Comment by Revex
11 years ago
How does something like this happen? How can you write a compiler in the language that it is supposed to be compiling?
11 years ago
How does something like this happen? How can you write a compiler in the language that it is supposed to be compiling?
TLDR: You can't write the first compiler for a language in the language. However, you can write the second compiler in the language and use the first compiler to compile it.
If you already have a compiler in the language you're compiling, you can update the compiler with new features by the following process, called "bootstrapping". This process is used in gcc for example:
1. Use the old binary version to compile the new source version.
2. Use the binary produced in step 1 to compile the new source version.

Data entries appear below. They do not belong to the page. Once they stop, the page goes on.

PR #2068, opened 2023-12-14
dynamic list of odos

PonomarchukLana:
[DEMO LINK](https://ponomarchuklana.github.io/react_dynamic-list-of-todos/)

### DIFF
--- a/src/App.tsx
+++ b/src/App.tsx
@@ -1,14 +1,37 @@
+/* eslint-disable import/no-cycle */
 /* eslint-disable max-len */
-import React from 'react';
+import React, { useState, useEffect, createContext } from 'react';
 import 'bulma/css/bulma.css';
 import '@fortawesome/fontawesome-free/css/all.css';
+import { getTodos } from './api';
+import { SortBy, getCurrentData } from './helper';
 
 import { TodoList } from './components/TodoList';
 import { TodoFilter } from './components/TodoFilter';
 import { TodoModal } from './components/TodoModal';
 import { Loader } from './components/Loader';
+import { Todo } from './types/Todo';
+import './App.scss';
+
+export const TodoContext = createContext<number | null>(null);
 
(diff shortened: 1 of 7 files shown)


src/App.tsx
```diff
@@ -1,14 +1,34 @@
...
 import { TodoFilter } from './components/TodoFilter';
 import { TodoModal } from './components/TodoModal';
 import { Loader } from './components/Loader';
+import { Todo } from './types/Todo';
+import './App.scss';
 
 export const App: React.FC = () => {
+  const [todos, setTodos] = useState<Todo[] | []>([]);
+  const [query, setQuery] = useState('');
+  const [sortBy, setSortBy] = useState<keyof typeof SortBy>('All');
```
Fluebubble, line 18: You can write like
`const [sortBy, setSortBy] = useState<SortBy>(SortBy);`

src/components/TodoFilter/TodoFilter.tsx
```diff
@@ -1,34 +1,71 @@
...
-          className="delete"
+import React, { useState } from 'react';
+
+type Props = {
+  getQuery: (arg: string) => void;
+  getSortBy: (arg: any) => void;
+};
+
+export const TodoFilter: React.FC<Props> = ({ getQuery, getSortBy }) => {
+  const [query, setQuery] = useState('');
```
Fluebubble, line 9: is it correct to have query in App.tsx and here?

Fluebubble (approved):

src/components/TodoFilter/TodoFilter.tsx
roman-mirzoian: Yes, it would be worth keeping this state in only one component

roman-mirzoian (changes requested):

ArtemTeslenko (approved):
Great 🔥

PR #2074, opened 2023-12-16
add task solution

Softjey:
-[DEMO LINK](https://softjey.github.io/react_dynamic-list-of-todos/)

For some reason, one test fails, but everything works correctly

### DIFF
--- a/src/App.tsx
+++ b/src/App.tsx
@@ -1,5 +1,5 @@
 /* eslint-disable max-len */
-import React from 'react';
+import React, { useEffect, useState } from 'react';
 import 'bulma/css/bulma.css';
 import '@fortawesome/fontawesome-free/css/all.css';
 
@@ -7,8 +7,22 @@ import { TodoList } from './components/TodoList';
 import { TodoFilter } from './components/TodoFilter';
 import { TodoModal } from './components/TodoModal';
 import { Loader } from './components/Loader';
+import { getTodos } from './services/getTodos';
+import { Todo } from './types/Todo';
 
 export const App: React.FC = () => {
+  const [selectedTodo, setSelectedTodo] = useState<Todo | null>(null);
+
+  const [todos, setTodos] = useState<Todo[]>([]);
+  const [preparedTodos, setPreparedTodos] = useState<Todo[]>([]);
+
+  useEffect(() => {
+    getTodos().then(todosFromServer => {
+      setTodos(todosFromServer);
+      setPreparedTodos(todosFromServer);
+    });
+  }, []);
+
   return (
     <>
       <div className="section">
@@ -17,18 +31,33 @@ export const App: React.FC = () => {
             <h1 className="title">Todos:</h1>
 
             <div className="block">
-              <TodoFilter />
+              <TodoFilter
+                todos={todos}
+                setPreparedTodos={setPreparedTodos}
+              />
             </div>
 
             <div className="block">
-              <Loader />
-              <TodoList />
+              {todos.length === 0
+                ? (<Loader />)
+                : (
+                  <TodoList
+                    todos={preparedTodos}
+                    selectedTodo={selectedTodo}
+                    setSelectedTodo={setSelectedTodo}
+                  />
+                )}
             </div>
           </div>
         </div>
       </div>
 
-      <TodoModal />
+      {selectedTodo && (
+        <TodoModal
+          todo={selectedTodo}
+          setSelectedTodo={setSelectedTodo}
+        />
+      )}
     </>
   );
 };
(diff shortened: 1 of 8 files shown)


src/App.tsx
```diff
@@ -1,14 +1,28 @@
...
 import { TodoModal } from './components/TodoModal';
 import { Loader } from './components/Loader';
+import { getTodos } from './services/getTodos';
+import { Todo } from './types/Todo';
 
 export const App: React.FC = () => {
+  const [selectedTodo, setSelectedTodo] = useState<Todo | null>(null);
+
+  const [todos, setTodos] = useState<Todo[]>([]);
+  const [preparedTodos, setPreparedTodos] = useState<Todo[]>([]);
```
SanyaBratashchuk, line 17:
```suggestion
  const [todos, setTodos] = useState<Todo[]>([]);
```

src/constants/TodosStatusQuery.ts
```diff
@@ -0,0 +1,7 @@
+enum TodosStatusQuery {
+  all = 'all',
+  active = 'active',
+  completed = 'completed',
```
SanyaBratashchuk, line 4:
```suggestion
  All = 'all',
  Active = 'active',
  Completed = 'completed',
```

src/components/TodoFilter/TodoFilter.tsx
```diff
@@ -1,34 +1,92 @@
...
+  const [textQuery, setTextQuery] = useState('');
+  const [statusQuery, setStatusQuery] = useState(TodosStatusQuery.all);
+
+  useEffect(() => {
+    let filtredTodos = getFiltredTodosByStatus(todos, statusQuery);
+
+    filtredTodos = getFiltredTodosByText(filtredTodos, textQuery);
+
+    setPreparedTodos(filtredTodos);
+  }, [todos, textQuery, statusQuery]);
```
SanyaBratashchuk, line 44:
```suggestion
  }, [todos, textQuery, statusQuery, setPreparedTodos]);
```

src/components/TodoFilter/TodoFilter.tsx
```diff
@@ -1,34 +1,92 @@
...
+
+export const TodoFilter: React.FC<Props> = ({
+  todos,
+  setPreparedTodos,
+}) => {
+  const [textQuery, setTextQuery] = useState('');
+  const [statusQuery, setStatusQuery] = useState(TodosStatusQuery.all);
+
+  useEffect(() => {
+    let filtredTodos = getFiltredTodosByStatus(todos, statusQuery);
```
SanyaBratashchuk, line 39:
```suggestion
    let filteredTodos = getFiltredTodosByStatus(todos, statusQuery);
```

src/components/TodoList/TodoList.tsx
```diff
@@ -16,85 +27,53 @@ export const TodoList: React.FC = () => (
...
-            <span className="icon">
-              <i className="far fa-eye-slash" />
-            </span>
-          </button>
-        </td>
-      </tr>
+      {todos.map(todo => (
+        <tr
+          data-cy="todo"
+          className=""
```
SanyaBratashchuk, line 33:
```suggestion
```

src/components/TodoList/TodoList.tsx
```diff
@@ -16,85 +27,53 @@ export const TodoList: React.FC = () => (
...
+              type="button"
+              onClick={() => setSelectedTodo(todo)}
+            >
+              <span className="icon">
+                <i
+                  className={`far
+                  ${selectedTodo?.id === todo.id
+          ? 'fa-eye-slash'
+          : 'fa-eye'
+        }`}
```
SanyaBratashchuk, line 70: It is better to use libraries like `classnames` or `clsx` for conditional classNames

SanyaBratashchuk (changes requested):

src/App.tsx
Softjey: Removing the preparedTodos state and relying solely on the todos state to manage both the complete and filtered todo lists can lead to issues. This approach can cause unwanted side effects like overwriting the original data from the server with the filtered data, leading to difficulties in managing and displaying the todos effectively. It also increases the risk of creating an infinite rendering loop, where changes in the filtered list trigger re-renders that affect the original list, causing continuous updates.

src/components/TodoList/TodoList.tsx
Softjey: I don't want to add a whole library for one case

anastasiiavorobiova (approved):
Good work

PR #2080, opened 2023-12-19
Develop

Patrykmclaren14:
[solution](https://Patrykmclaren14.github.io/react_dynamic-list-of-todos/)

### DIFF
--- a/src/App.tsx
+++ b/src/App.tsx
@@ -11,14 +11,14 @@ import { TodoFilter } from './components/TodoFilter';
 import { getTodos, getUser } from './api';
 
 // import { Todo } from './types/Todo';
-// import { User } from './types/User';
+import { User } from './types/User';
 
 interface Todo {
   id: number;
   title: string;
   completed: boolean;
   userId: number;
-  user?: any;
+  user: User;
 }
 
 export const App: React.FC = () => {
--- a/src/App.tsx
+++ b/src/App.tsx
@@ -57,6 +57,16 @@ export const App: React.FC = () => {
     }
   };
 
+  const SearchTodo = (value: string) => {
+    const modifiedValue = value.toLocaleLowerCase().trim();
+
+    const searchedValue = TodosFromServer.filter(
+      todo => todo.title.toLocaleLowerCase().includes(modifiedValue),
+    );
+
+    setTodos(searchedValue);
+  };
+
   return (
     <>
       <div className="section">
@@ -65,7 +75,10 @@ export const App: React.FC = () => {
             <h1 className="title">Todos:</h1>
 
             <div className="block">
-              <TodoFilter completed={handleCompletedTodos} />
+              <TodoFilter
+                completed={handleCompletedTodos}
+                search={SearchTodo}
+              />
             </div>
 
             <div className="block">
--- a/src/App.tsx
+++ b/src/App.tsx
@@ -1,14 +1,47 @@
 /* eslint-disable max-len */
-import React from 'react';
+import React, { useEffect, useState } from 'react';
 import 'bulma/css/bulma.css';
 import '@fortawesome/fontawesome-free/css/all.css';
 
 import { TodoList } from './components/TodoList';
 import { TodoFilter } from './components/TodoFilter';
-import { TodoModal } from './components/TodoModal';
-import { Loader } from './components/Loader';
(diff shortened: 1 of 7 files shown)


Patrykmclaren14:
image

src/api.ts
```diff
@@ -17,7 +17,7 @@ function get<T>(url: string): Promise<T> {
   const fullURL = BASE_URL + url + '.json';
 
   // we add some delay to see how the loader works
-  return wait(300)
+  return wait(1)
```
MarcinLigmann, line 20: i don't understand why...

MarcinLigmann (approved):
looks fine👌

src/api.ts
JoyCoffeeAddict: @MarcinLigmann to make wait time shorter, basically `wait` is to simulate a network request

src/components/TodoFilter/TodoFilter.tsx
```diff
@@ -1,34 +1,58 @@
...
-        <button
-          data-cy="clearSearchButton"
-          type="button"
-          className="delete"
+  const { searchTodo, handleCompletedTodos } = useMyContext();
+
+  useEffect(() => {
+    searchTodo(qwerty);
+  // eslint-disable-next-line react-hooks/exhaustive-deps
+  }, [qwerty]);
```
JoyCoffeeAddict, line 12: you have a place where you change your query, it's Input's `onChange` 
put `searchTodo` there and there will be no need for a `useEffect`

src/context/myContext.tsx
```diff
@@ -0,0 +1,118 @@
...
+  useEffect(() => {
+    getTodos().then((allTodos: Todo[]) => {
+      const todoPromises = allTodos.map(todo => {
+        return getUser(todo.userId)
+          .then((user: User) => {
+            const updatedTodo = { ...todo, user };
+
+            return updatedTodo;
+          });
+      });
```
JoyCoffeeAddict, line 49: you are already using `Promise.all` try to refactor youre code, using `async` and `await` to avoid nesting a loop of promises inside a `then` block
Also, you need to check if the promise throws, add a `catch` block.

src/context/myContext.tsx
```diff
@@ -0,0 +1,118 @@
...
+      Promise.all(todoPromises)
+        .then(todoWithUser => {
+          setAllTodos(todoWithUser);
+          setTodos(todoWithUser);
+          setIsLoad(false);
+        });
+    });
+  }, []);
+
+  const handleCompletedTodos = (sortType: string) => {
```
JoyCoffeeAddict, line 60: maybe a better name would be `handleVisibleTodos`

JoyCoffeeAddict, line 60: sortType should be enum

src/context/myContext.tsx
```diff
@@ -0,0 +1,118 @@
...
+    let completedTodos: Todo[] = todos;
+
+    switch (sortType) {
+      case 'all':
```
JoyCoffeeAddict, line 64: cases should be enum's values

JoyCoffeeAddict (changes requested):

mbruhler (changes requested):
There is a problem with UI. When clicking eye icon, the modal loads only first time, then there is just a flickering not a loading indication (loader is barely visible because it hides in a fraction of second). 

This is due to `isUserLoading` state handling and the way you handle this state. Propably this should be true on clicking, but somehow is not. Check also rendering state (console.log the value in modal). This should be fixed.

src/App.tsx
```diff
@@ -1,16 +1,18 @@
...
 import '@fortawesome/fontawesome-free/css/all.css';
-
+import TodoContextProvider, { useMyContext } from './context/myContext';
 import { TodoList } from './components/TodoList';
 import { TodoFilter } from './components/TodoFilter';
 import { TodoModal } from './components/TodoModal';
 import { Loader } from './components/Loader';
 
 export const App: React.FC = () => {
+  const { isLoading } = useMyContext();
```
danon321, line 11: i think "useMyContext" is not very descriptive

danon321 (changes requested):

mpiskadlo (approved):
Nicely done ;)

PR #2081, opened 2023-12-19
Develop

mosowiecka:
[DEMO LINK](https://mosowiecka.github.io/react_dynamic-list-of-todos/)

### DIFF
--- a/src/App.tsx
+++ b/src/App.tsx
@@ -67,7 +67,9 @@ export const App: React.FC = () => {
 
             <div className="block">
               <Loader />
-              <TodoList todos={filterTodos(todos, todosActivityFilter, todosQuery)}/>
+              <TodoList
+                todos={filterTodos(todos, todosActivityFilter, todosQuery)}
+              />
             </div>
           </div>
         </div>
--- a/src/App.tsx
+++ b/src/App.tsx
@@ -1,33 +1,52 @@
-
 /* eslint-disable max-len */
-import React, { useState } from 'react';
+import React, { useState, useEffect } from 'react';
 import 'bulma/css/bulma.css';
 import '@fortawesome/fontawesome-free/css/all.css';
-/*  eslint-disable */
 import { TodoList } from './components/TodoList';
 import { TodoFilter } from './components/TodoFilter';
 // import { TodoModal } from './components/TodoModal';
 import { Loader } from './components/Loader';
 import { Todo } from './types/Todo';
-import { getTodos} from './api';
+import { getTodos } from './api';
+
+function filterTodos(todos: Todo[], todosActivityFilter: string, todosQuery: string) {
+  let resultTodos = [...todos];
+  const query = todosQuery.toLowerCase();
+
+  switch (todosActivityFilter) {
+    case 'Completed':
+      resultTodos = resultTodos.filter(todo => todo.completed
+      && todo.title.toLowerCase().includes(query));
+      break;
+    case 'Active':
+      resultTodos = resultTodos.filter(todo => !todo.completed
+      && todo.title.toLowerCase().includes(query));
+      break;
+    default:
+      resultTodos = resultTodos.filter(todo => todo.title.toLowerCase().includes(query));
+      break;
+  }
+
+  return resultTodos;
+}
 
 export const App: React.FC = () => {
-
   const [todos, setTodos] = useState<Todo[]>([]);
   const [todosActivityFilter, setTodosActivityFilter] = useState('All');
   const [todosQuery, setTodosQuery] = useState('');
   const [todoShownId, setTodoShownId] = useState(-1);
   const [loadingDone, setLoadingDone] = useState(false);
+
   useEffect(() => {
     const loadTodos = async () => {
       const data = await getTodos();
-    }
+
       setTodos(data);
+      setLoadingDone(true);
     };
 
     loadTodos();
   }, []);
-
 
   return (
     <>
--- a/src/App.tsx
+++ b/src/App.tsx
@@ -37,6 +37,10 @@ export const App: React.FC = () => {
   const [todoShownId, setTodoShownId] = useState(-1);
   const [loadingDone, setLoadingDone] = useState(false);
 
+  function setActivityFilter(filterValue: string) {
+    setTodosActivityFilter(filterValue);
+  }
+
   useEffect(() => {
     const loadTodos = async () => {
       const data = await getTodos();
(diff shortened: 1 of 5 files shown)


src/App.tsx
```diff
@@ -1,14 +1,57 @@
 /* eslint-disable max-len */
-import React from 'react';
+import React, { useState, useEffect } from 'react';
 import 'bulma/css/bulma.css';
 import '@fortawesome/fontawesome-free/css/all.css';
-
 import { TodoList } from './components/TodoList';
 import { TodoFilter } from './components/TodoFilter';
-import { TodoModal } from './components/TodoModal';
+// import { TodoModal } from './components/TodoModal';
```
kate-prakofyeva, line 7: don't forget to delete all unnecessary comments

src/App.tsx
```diff
@@ -1,14 +1,57 @@
...
 import { Loader } from './components/Loader';
+import { Todo } from './types/Todo';
+import { getTodos } from './api';
+
+function filterTodos(todos: Todo[], todosActivityFilter: string, todosQuery: string) {
+  let resultTodos = [...todos];
+  const query = todosQuery.toLowerCase();
+
+  switch (todosActivityFilter) {
+    case 'Completed':
```
kate-prakofyeva, line 17:
```
export enum SelectType {
  All = 'all',
  Active = 'active',
  Completed = 'completed',
}
```

you can create an enam type for Select options and use it like this, bonus - tips 
`case SelectType.Active:`

src/App.tsx
```diff
@@ -1,14 +1,57 @@
...
+
+  return resultTodos;
+}
 
 export const App: React.FC = () => {
+  const [todos, setTodos] = useState<Todo[]>([]);
+  const [todosActivityFilter, setTodosActivityFilter] = useState('All');
+  const [todosQuery, setTodosQuery] = useState('');
+  const [todoShownId, setTodoShownId] = useState(-1);
+  const [loadingDone, setLoadingDone] = useState(false);
```
kate-prakofyeva, line 38: loadingDone = isLoading
we usually use this variant of the word

kate-prakofyeva (changes requested):
the task was not completed, it turned out to review by mistake

src/App.tsx
```diff
@@ -17,18 +72,26 @@ export const App: React.FC = () => {
...
             <div className="block">
-              <Loader />
-              <TodoList />
+              {!loadingDone
+              && (<Loader />)}
+              <TodoList
+                todos={filterTodos(todos, todosActivityFilter, todosQuery)}
+                todoFocusedOn={todoShown}
+                focusOnTodo={focusOnTodo}
+              />
```
mpiskadlo, line 89: Use a ternary operator here, so you either render the Loader or TodoList depending on `loadingDone`

PS. I suggest renaming this piece of state to `isLoading`, more common convention

mpiskadlo: Currently when the list is loading, you see loader and table at the same time

src/App.tsx
```diff
@@ -1,14 +1,69 @@
...
 import { TodoModal } from './components/TodoModal';
 import { Loader } from './components/Loader';
+import { Todo } from './types/Todo';
+import { getTodos } from './api';
+
+function filterTodos(todos: Todo[], todosActivityFilter: string, todosQuery: string) {
+  let resultTodos = [...todos];
+  const query = todosQuery.toLowerCase();
+
+  switch (todosActivityFilter) {
```
mpiskadlo, line 16: Create a type for `todosActivityFilter`. You could use enum but I would personally go for an union type ;)

src/App.tsx
```diff
@@ -1,14 +1,69 @@
...
+      break;
+  }
+
+  return resultTodos;
+}
 
 export const App: React.FC = () => {
+  const [todoShown, setTodoShown] = useState<Todo>();
+  const [todos, setTodos] = useState<Todo[]>([]);
+  const [todosActivityFilter, setTodosActivityFilter] = useState('All');
```
mpiskadlo, line 36: Also apply the type for `todosActivityFilter` here, for this piece of state

```suggestion
  const [todosActivityFilter, setTodosActivityFilter] = useState<SomeTimeYouCreated>('All');
```

mpiskadlo (changes requested):

src/App.tsx
```diff
@@ -1,14 +1,70 @@
...
+      break;
+    case 'active':
+      resultTodos = resultTodos.filter(todo => !todo.completed
+      && todo.title.toLowerCase().includes(query));
+      break;
+    default:
+      resultTodos = resultTodos.filter(todo => todo.title.toLowerCase().includes(query));
+      break;
+  }
+
```
JoyCoffeeAddict, line 30: I would filter with query after the `switch` statement so that you don't repet yourself

src/App.tsx
```diff
@@ -1,14 +1,70 @@
...
+  useEffect(() => {
+    const loadTodos = async () => {
+      const data = await getTodos();
+
+      setTodos(data);
+      setIsLoading(true);
+    };
+
+    loadTodos();
+  }, []);
```
JoyCoffeeAddict, line 66: I would put all of that into a Context

src/App.tsx
```diff
@@ -1,14 +1,70 @@
...
+  const setQuery = (value: string) => {
+    setTodosQuery(value);
+  };
+
+  const focusOnTodo = (todo: Todo) => {
+    setTodoShown(todo);
+  };
+
+  const unFocusOnTodo = () => {
+    setTodoShown(undefined);
```
JoyCoffeeAddict, line 54: it should be `null` not `undefined` 
`null` means that there is absence of something, `undefined` means that some variable is not yet defined.
we use null when we want to delete some value and point that there is no todo
and `undefined` means that the the code didn't reach this line

src/components/TodoList/TodoList.tsx
```diff
@@ -1,6 +1,16 @@
 import React from 'react';
+import { Todo } from '../../types/Todo';
+import { TodoInfo } from '../TodoInfo';
 
-export const TodoList: React.FC = () => (
+type Props = {
+  todos: Todo[],
+  todoFocusedOn: Todo | undefined,
```
JoyCoffeeAddict, line 7: I would go with `Todo | null` as explained above.

JoyCoffeeAddict (changes requested):

mpiskadlo (approved):
Well done

PR #2083, opened 2023-12-20
Solution

MarcinLigmann:
[DEMO LINK](https://Marcinligmann.github.io/react_dynamic-list-of-todos/)

### DIFF
--- a/src/components/TodoList/TodoList.tsx
+++ b/src/components/TodoList/TodoList.tsx
@@ -4,7 +4,7 @@ import { Todo } from '../../types/Todo';
 
 type Props = {
   todos: Todo[] | null;
-  selectedTodo: Todo;
+  selectedTodo: Todo | null;
   setSelectedTodo: (task: Todo) => void;
   selectedModel: boolean,
   setSelectedModel: (item: boolean) => void;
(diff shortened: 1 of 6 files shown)


src/components/TodoList/TodoList.tsx
```diff
@@ -1,100 +1,84 @@
...
-              <i className="far fa-eye" />
-            </span>
-          </button>
-        </td>
-      </tr>
-    </tbody>
-  </table>
-);
+        {todos?.map(task => (
+          <tr key={task.id} data-cy="todo" className="">
```
zaura333, line 41: There's a 'has-background-info-light' class missing when todo is selected

src/components/TodoList/TodoList.tsx
```diff
@@ -1,100 +1,84 @@
...
-        </td>
-      </tr>
+export const TodoList: React.FC<Props> = (
+  {
+    todos, selectedTodo, setSelectedTodo, isModalOpen, setIsModalOpen,
+  },
+) => {
+  const handleSelectedClick = (task: Todo) => () => {
+    setSelectedTodo(task);
+    setIsModalOpen(!isModalOpen);
```
zaura333, line 20: I wonder if it could just be set to true? Because it goes back to false with close button in modal and not from toggling

zaura333 (approved):
Nice! I'm just leaving two small suggestions

mpiskadlo (changes requested):
After clicking on 'show todo', the modal opens for a fraction of a second, then the spinner appears and after some time the modal shows again. Try to debug that ;)

I'm not giving you any more instructions, because that's the request you could get from a tester (QA). Great way to practice 🙌

mvjl000 (approved):
Goooooood

mpiskadlo (approved):
Wrong account, sorry 😆 

Goooooooooooood

Issue #1034, opened 2022-02-04
Allow underscore in variable naming convention


0xalpharush:
It's pretty common to include underscores to prefix internal variables or to distinguish between arguments and state variables. We should not include these in the camel case naming convention detector

stephenctw:
They claim to support the underscore [rule](https://github.com/crytic/slither/wiki/Detector-Documentation#rule-exceptions) but I also hit this issue.

smallbatch-apps:
This is affecting us, too. The use of `_name` or `name_` to prevent collision is very common, and necessary. Using `_name` should not trigger an error, as it is a standard convention.

0xalpharush:
This lines need to be update to include internal state variables:
https://github.com/crytic/slither/blob/0ec487460690482c72cacdea6705e2c51bb3981e/slither/detectors/naming_convention/naming_convention.py#L165

devtooligan:
**bump**

PR #2110, opened 2023-09-04
Allow underscore in variable naming convention for internal state variables

dokzai:
Hello!

This is my attempt at addressing #1034 based on the recommendation provided in the thread. 

Thanks!


tests/e2e/detectors/test_data/naming-convention/0.4.25/naming_convention.sol
```diff
@@ -53,6 +53,7 @@ contract Test {
 
 contract T {
     uint private _myPrivateVar;
+    uint internal _myInternalVar;
     uint _myPublicVar;
```
0xalpharush, line 57:
```suggestion
    uint  public _myPublicVar;
```

0xalpharush: Would you make all of the `_myPublicVar`'s public and run `python tests/e2e/detectors/test_detectors.py --compile` to update the compiled artifacts please? You'll also want to run `pytest tests/e2e/detectors/test_detectors.py --insta update` to update the snapshots as the public variable should be included in the snapshot after updating the solidity code.

0xalpharush (changes requested):

tests/e2e/detectors/test_data/naming-convention/0.4.25/naming_convention.sol
dokzai: Thanks! 

I updated the variable to `public` and updated the snapshots accordingly.

devtooligan:
@dokzai 🫡

Issue #2083, opened 2023-08-10
[False-Positive]: Consider adding exceptions for i_ and s_ in the naming-conventions detector


devtooligan:
### Describe the false alarm that Slither raise and how you know it's inaccurate:

Slither's `naming-convention` detector strictly picks up any names which are not camelCase or PascalCase.  There is a convention that is becoming increasingly more popular wherby the prefix i_ is used for immutables and s_ is used for state variables.  

Slither should not report those cases for this detector.

### Frequency

Very Frequently

### Code example to reproduce the issue:

```solidity
contract A {
  uint immutable i_myImutableVar = 1;
  uint s_myStateVar;
}
```

### Version:

latest

### Relevant log output:

```shell
`naming-convention (129 results) (Informational)` -- all 129 are FP for this reason
```

PR #2125, opened 2023-09-09
Add exceptions for i_ and s_ in the naming-conventions detector

dokzai:
Hello!

This is my attempt at addressing #2083 with updated test data.

Thanks!


slither/detectors/naming_convention/naming_convention.py
```diff
@@ -167,10 +175,22 @@ def _detect(self) -> List[Output]:
...
 
                 else:
-                    if var.visibility in ["private", "internal"]:
+                    # first priority: check for immutable variable naming conventions
+                    if var.is_immutable:
+                        correct_naming = self.is_immutable_naming(var.name)
+
+                    # second priority: check for state variable naming conventions
+                    elif self.is_state_naming(var.name):
+                        correct_naming = True
```
0xalpharush, line 184: I think these should also be guarded by a check that ensures they're private/immutable as public variables should still be camel case. If this convention is being used, I think public getters with camel cases are created for internal/private variables with the i_/s_ prefix

0xalpharush (changes requested):

devtooligan (approved):
lgtm

montyly (approved):

PR #2153, opened 2023-10-02
Fix inheritance printer rebase

0xPhaze:
This PR nows : 

- Adds a new `include-interfaces` command line switch if the user wants to include interface in the inheritance graph (default is `False`).
- Checks for interfaces before displaying them
- Removes virtual functions
- Adds a test to ensure this works as appropriately

## Summary by CodeRabbit

- **New Features**
  - Added `--include-interfaces` argument to include interfaces in the inheritance-graph printer.

- **Bug Fixes**
  - Excluded contracts with "mock" in their name from the inheritance graph.
  - Removed inherited interfaces when `--include-interfaces` is set to `False`.
  - Excluded virtual functions from the output.

- **Tests**
  - Added tests for include/exclude interface behavior in printer output.


DarkaMaul:
This PR nows : 

- Adds a new `include-interfaces` command line switch if the user wants to include interface in the inheritance graph (default is `False`).
- Checks for interfaces before displaying them
- Removes virtual functions
- Adds a test to ensure this works as appropriately

I think it is ready for review 🚀

PR #2155, opened 2023-10-04
Fix a typo in the help text

SEJeff:
Does what it says on the tin.


montyly:
Good catch. Thanks @SEJeff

3. Use the binary provided in step 2 to compile the new source version.
The results of stages 2 and 3 should be the same (assuming the old and new compilers assign the same semantics to the compiler source code and don't have non-determinism, e.g. using wall-clock time to determine when to stop searching for optimizations).
The bootstrap process can't be used on the first compiler for a brand-new language, because there is no "old compiler" that can be used in stage 1. The only way around this is to write the first compiler in a different language that already exists.
Of course, if a self-hosted compiler is your goal, you can afford letting the very first compiler (the one written in another language) be limited, "dirty," or "hacky". You don't have to implement the entire language in the first compiler; the first compiler just has to support enough of the new language to allow you to write the second compiler.
Anyway, once you have the first compiler, you write the first version of the second compiler in whatever subset of the language the first compiler supports. Once the first compiler builds the first version of the second compiler, the first compiler is no longer needed; you can add all new features to the second compiler only.
New versions of the second compiler (perhaps supporting more language features) can now be produced by bootstrapping. Of course, you can also use the second compiler to compile a totally different compiler implementation written in the new language (this would be the third compiler for the new language).
First you solve the chicken and egg problem by writing a bootstrap compiler for the language in some other language (e.g. a C# compiler in C or C++, or a C compiler in assembly language). Then you can compile programs in the new language, and compilers are programs, so you can write a C# compiler in C# and the binary so produced will be able to compile its own source.
Most compilers I know of start with an implementation in another language and eventually write a self-hosted one. Microsoft already had compilers for .NET, though, so you just compile it with those until it's self-hosting.
Bootstrapping a compiler from nothing is harder and involves a lot of incremental steps. http://en.wikipedia.org/wiki/Bootstrapping_(compilers)
Funny you should mention that! There was a really cool article about bootstrapping a compiler nearly from scratch just the other day[1]. But yeah, most people just start with C or C++ until they can compile enough of the language to write a compiler in it.
Some other interesting contemporary examples:
I think as we speak Go is working on its plan to switch from using a compiler written in Go[2].
Rust[3] has kind of a hybrid approach where the front-end of the compiler is written in rust, but generates llvm bytecode which is then compiled the rest of the way by llvm itself. It takes three "stages" for them to do a full compile, first a binary "snapshot" compiler is downloaded and used to compile the compiler (stage 0), then that generated compiler is used to compile the compiler again (stage 1), and then that generated compiler is used to compile the compiler again (stage 2). Stage 2 is actually just a test - its output should be identical to that of stage 1, and if it isn't, something went wrong.
There is a classic lecture from Ken Thompson[4] that I think is really illuminating on how this stuff works, if you're unfamiliar with it.
It's really fascinating stuff!
[1]: http://homepage.ntlworld.com/edmund.grimley-evans/bcompiler.... [2]: https://docs.google.com/document/d/1P3BLR31VA8cvLJLfMibSuTdw... [3]: http://www.rust-lang.org/ [4]: http://cm.bell-labs.com/who/ken/trust.html
They wrote the original C# compiler in a different language (probably C++) first.
Then they wrote the second C# compiler in C#, and used the first compiler to compile the second compiler. Voila!
We regularly dogfood, so we're on like N iterations of your structure, but that's the idea!
Could you ask around the office and find out some of the details about the C# bootstrap process? I would be fascinated to know what language the non-C# compiler was written in and also how long they used/improved the non-C# compiler until they switched to the C# compiler.
This source release is so cool!
2 replies →
http://en.wikipedia.org/wiki/Bootstrapping_(compilers)
This is almost second-nature in Lisp:
http://c2.com/cgi/wiki?StructureAndInterpretationOfComputerP...
And tends to happen to other languages... you just have to bootstrap the first compiler.